# Amplificador no funciona



## leandrofarina (Dic 27, 2009)

hola soy nuevo en el foro,les agradeceria si me pudieran dar su opinion con respecto al problema, que pude ser ? , mi amplificador no anda, es un sistema de sonido 2.1, potencia de salida: 15W + 6Wx2 , Impeancia 4 ohms

Enciende normal,le conecto la entrada de audio  y los parlantes se escuchan (satelites) pero muy bajito , solo llega la señal pero sin amplificación, el subwoofer ni se escucha...les agredesco su ayuda


----------



## zopilote (Dic 27, 2009)

Lo que sucede es que lo hiciste caer,y algo se estropeo, puede ser una rotura en la perilla de volumen o una rajadura en la plaqueta de esta. Tambien puede ser rotura en la entrada de audio o en la toma de audifono (si posee una),otra que moviste el selector de voltaje a 220v (siendo tu toma a 120V), otra inverosimil que un roedor haya roido los cables interiores, bueno con una fotito del interior de tu amplificador eliminaria la mitad de los que podrian ser.

Etolipoz


----------



## leandrofarina (Dic 27, 2009)

Te paso a explicar, lo que sucedio es que sin darme cuenta coloque la ficha del microfono en un divisor que tenia en la salida de audio de la placa de sonido por que al tener una sola salida y 2 cosas que enchufar(auricular y parlantes)lo utilizaba.
El tema es que el microfono tambien va conectado a un puerto USB por que tiene varias funciones. quisiera saber si esta fue la causa y mas o menos que podria ser, yo imaginé quemar los amplis del sistema de home.
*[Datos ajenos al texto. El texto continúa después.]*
PR #448, opened 2024-06-26
Add new PES prisoner endpoint

garethmdavies:
New endpoint to support the HMPPS Prisoner Education programme, who need to automatically provision new Azure accounts for prisoners as they move into non-Launchpad sites.


CslBing:
Sorry for late review, but the changes looked good.

PR #452, opened 2024-07-03
PES - add hmpps id endpoint for a given nomis number

garethmdavies:
Add endpoint to retrieve HMPPS ID given a nomis number. Until the HMPPS core person work is finialised this endpoint will return the crn in most cases but could also return the nomis number where no crn exists for a person.

### DIFF
--- a/src/main/kotlin/uk/gov/justice/digital/hmpps/hmppsintegrationapi/models/probationoffendersearch/Offender.kt
+++ b/src/main/kotlin/uk/gov/justice/digital/hmpps/hmppsintegrationapi/models/probationoffendersearch/Offender.kt
@@ -33,7 +33,7 @@ data class Offender(
           deliusCrn = otherIds.crn,
         ),
       pncId = otherIds.pncNumber,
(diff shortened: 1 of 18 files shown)


src/main/kotlin/uk/gov/justice/digital/hmpps/hmppsintegrationapi/models/probationoffendersearch/Offender.kt
```diff
@@ -33,7 +33,7 @@ data class Offender(
           deliusCrn = otherIds.crn,
         ),
       pncId = otherIds.pncNumber,
-      hmppsId = otherIds.crn,
+      hmppsId = if (otherIds.crn?.isNotEmpty() == true) otherIds.crn else otherIds.nomsNumber,
```
CslBing, line 36: Would we want to return nonsNumber as hmppsId?  Also would probation search return person without CRN? Perharps you are looking to update POSPrisoner(person search from Prisoner serach) to return hmppsId?

mxco86 (approved):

Agradeceria su ayuda 
Desde ya muchas gracias!


----------



## zopilote (Dic 27, 2009)

Primeramente tienes que comprobar los integrados amplificadores, supongo que son dos TEA2025 en configuracion puente y un tda2030 para el subwoofer, comienza con los satelites, trata de dar vuelta y ver las pista para encotrar el pin 16 (alimentacion), lo ubicas siguiendo a la fuente de 12V o 8V single, al ubicarlo cuenta hasta llegar al pin 10 (entrada de audio). Energiza el aparato y trata de tocar el pin 10 con algo metalico, sin hacer corte con las restantes pines, si oyes un ruido en el satelite, esta bien, lo mismo se da en el tda2030 o el ic que tenga  tienes que tocar el pin de entrada de audio, pin 1 , en el caso de que no salga nada de ruido el integrado esta malogrado y lo tendras que reemplazar. Otra manera de probar es con un multimetro, lo ubicas para medir voltaje continuo, colocas sus puntas en la salida de parlante y no tiene que marcar nada de voltaje DC, en casos contrario esta quemado. Si ya superaste este paso y compruebas que los ICs estan bien, hay que seguir la trayectoria de la señal de audio, comienza con los terminales (Te vendria un pequeño amplificador como seguidor de señal), intenta conectando la entrada de audio a la Pc o DVD, y con un pequeño amplificador intenta seguir la trayectoria del audio. Esto si es dificil si no cuentas con un seguidor de señal, todo lo demás ya cuenta contigo.


----------



## leandrofarina (Dic 28, 2009)

ok, te cuento, ya he rebizado los tres ICs como me dijiste, y emiten ruido por lo que deben estar en buen estado, es más, se escuchan cuando conecto el audio desde mi pc , claro que se escuhan muy bajos, es solo la señal sin amplificacion..
bueno para lo segundo que me dijiste empiezo a probrar desde la entrada de audio cierto,,y un amplificador pequeño puede ser el de los parlantitos que vienen con la pc, probar con esto no corro el riesgo de quemar el otro circuito. Otra formar de seguir la señal puede ser con un tester?.. Puede ser algun capacitor o resistencia
desde ya muchas gracias por tu respuesta!


----------



## zopilote (Dic 28, 2009)

leandrofarina dijo:


> bueno para lo segundo que me dijiste empiezo a probrar desde la entrada de audio cierto,,y un amplificador pequeño puede ser el de los parlantitos que vienen con la pc, probar con esto no corro el riesgo de quemar el otro circuito. Otra formar de seguir la señal puede ser con un tester?.. Puede ser algun capacitor o resistencia
> desde ya muchas gracias por tu respuesta!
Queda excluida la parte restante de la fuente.